- The word "Tengwar" written using the Tengwar script in the Quenya mode
- Script type: Alternative abugida or alphabet according to the "mode"
- Creator: J. R. R. Tolkien
- Period: 1930s–present
- Direction: Left-to-right
- Languages: a number of Tolkien's constructed languages, Quenya and Sindarin, English

Related scripts
- Parent systems: SaratiTengwar;

ISO 15924
- ISO 15924: Teng (290), ​Tengwar

= Tengwar =

Fictional script in Tolkien's writings

The Tengwar (/ˈtɛŋɡwɑːr/) script is an artificial script, one of several scripts created by J. R. R. Tolkien, the author of The Lord of the Rings. Within the context of Tolkien's fictional world, the Tengwar were invented by the Elf Fëanor, and used first to write the Elvish languages Quenya and Telerin. Later a great number of Tolkien's constructed languages were written using the Tengwar, including Sindarin. Tolkien used Tengwar to write English: most of Tolkien's Tengwar samples are actually in English.

== External history ==

=== Precursors ===

The sarati, a script developed by Tolkien in the late 1910s and described in Parma Eldalamberon 13, anticipates many features of the Tengwar: vowel representation by diacritics (which is found in many Tengwar varieties); different Tengwar shapes; and a few correspondences between sound features and letter shape features (though inconsistent).

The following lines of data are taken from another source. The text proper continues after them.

Issue #1395, opened 2020-11-30
vibe.d bug with http requests (previously: memory corruption bug)


AndrejMitrovic:
> node-2_1  | 2020-11-30 09:24:40,909 Info [agora.network.NetworkManager] - Net time offsets: [{ key: GDNODE6ZXW2NNOOQIGN24MBEZRO5226LSMHGQA3MUAMYQSTJVR7XT6GH, node_time: 1, req_delay: 0, offset: -1606728279 }, { key: GDNODE3EWQKF33TPK35DAQ3KXAYSOT4E4ACDOVJMDZQDVKP66IMJEACM, node_time: 1, req_delay: 0, offset: -1606728279 }, { key: GDNODE2IMTDH7SZHXWDS24EZCMYCEJMRZWB3S4HLRIUP6UNGKVVFLVHQ, node_time: 1606728279, req_delay: 0, offset: 0 }, { key: GDNODE4KTE7VQUHVBLXIGD7VEFY57X4XV547P72D37SDG7UEO7MWOSNY, node_time: 1606728280, req_delay: 0, offset: 0 }, { key: GDNODE6ZXW2NNOOQIGN24MBEZRO5226LSMHGQA3MUAMYQSTJVR7XT6GH, node_time: 1606728280, req_delay: 0, offset: 0 }, { key: GDNODE7J5EUK7T6HLEO2FDUBWZEXVXHJO7C4AF5VZAKZENGQ4WR3IX2U, node_time: 1606728280, req_delay: 0, offset: 0 }, { key: GDNODE7J5EUK7T6HLEO2FDUBWZEXVXHJO7C4AF5VZAKZENGQ4WR3IX2U, node_time: 1606728280, req_delay: 0, offset: 0 }]
> node-2_1  | 2020-11-30 09:24:40,960 Info [agora.network.NetworkManager] - Retrieving blocks [2..1606728280] from http://node-6:6826..

Look closely. The logging which added the `node_time` logging emits the same number `1606728280` as in the `Retrieving blocks` log line. There seems to be some memory corruption which propagates everywhere.

I also added some additional logging and ran into this:

```
node-4_1  | RECEIVED INVALID PUBLIC KEY: '' from submodules/vibe.d/data/vibe/data/serialization.d(739)
```

This is in `Key.fromString (scope const(char)[] str)`. There is probably a separate bug here that we're using assertions in place of exceptions inside this function. But it's also highly unusual that legitimate local nodes are sending empty json strings.

[...]

PR #1400, opened 2020-12-02
[osx] Reproducible test-case for #1395 (vibe.d bug)

AndrejMitrovic:
This includes some commits which help reproduce the issue.

The last commit curiously gets rid of the bug. In it I replaced the return value of `getLocalTime()` from `time_t` to `struct { time_t }`. I didn't randomly come up with this workaround. I initially added several fields in this struct and populated them with some strings, just to see if they would end up getting corrupted. But instead the bug disappeared.

To reproduce the bug with commit 8b31aa9 (_Change logging_):

```
$ git checkout 8b31aa9
$ DFLAGS="-g --link-defaultlib-debug" dub build agora
```

Then, spawn 6 terminals and CD to each system integration test's directory:

```
$ cd agora/tests/system/node/7
$ cd agora/tests/system/node/6
$ cd agora/tests/system/node/5
$ cd agora/tests/system/node/4
$ cd agora/tests/system/node/3
$ cd agora/tests/system/node/2
```

Before running each test I highly recommend you always clear the cache:

```
$ rm -r -- tests/system/node/[0-9]/.cache
```

You don't need to start node 0 because that's the FullNode, it's not relevant to the test.

Then within each terminal you just have to run the node (do this once for each of the 6 nodes):

```
../../../../build/agora -c config.yaml
```

Then, build and run [faucet](https://github.com/bpfkorea/faucet):

```
$ ./bin/faucet http://127.0.0.1:2826
```

You just need to look into the first node output (node 7 in my case) to see what goes wrong. After running faucet eventually the node will crash with:

```
2020-12-02 19:46:22,266 Info [agora.network.NetworkManager] - Node time: 1606905982
sock error 54!
2020-12-02 19:46:22,872 Info [agora.network.NetworkManager] - Node time: 1
core.exception.AssertError@source/agora/network/NetworkManager.d(561): Assertion failure
```

I added this assert there. The node time should never be `1`. It can be `0` in case of request failure, or the node's local unix time. If you remove the assert you'll see that the values tend to be small but random.

Now, if you check out the last commit 73a6527 and you reproduce the steps above then the bug is gone and the above assertion does not trigger anymore.

### DIFF
--- a/source/agora/api/FullNode.d
+++ b/source/agora/api/FullNode.d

Even closer to the Tengwar is the Valmaric script, described in Parma Eldalamberon 14, which Tolkien used from about 1922 to 1925. It features many Tengwar shapes, the inherent vowel /[a]/ found in some Tengwar varieties, and the tables in the samples V12 and V13 show an arrangement that is very similar to one of the primary Tengwar in the classical Quenya "mode".

In his An Introduction to Elvish, Jim Allan compared the Tengwar with the London merchant Francis Lodwick's 1686 Universal Alphabet, both on grounds of the correspondence between shape features and sound features, and of the actual letter shapes.

=== Tengwar ===

The two-line inscription on the One Ring, written in the Black Speech of Mordor using Tengwar: "Ash nazg durbatulûk, ash nazg gimbatul / ash nazg thrakatulûk, agh burzum-ishi krimpatul".

Tengwar "atul" element recurring in the ring inscription

The Tengwar script was probably developed in the late 1920s or in the early 1930s. The Lonely Mountain Jar Inscription, the first published Tengwar sample, dates to 1937. The full explanation of the Tengwar was published in Appendix E of The Lord of the Rings in 1955.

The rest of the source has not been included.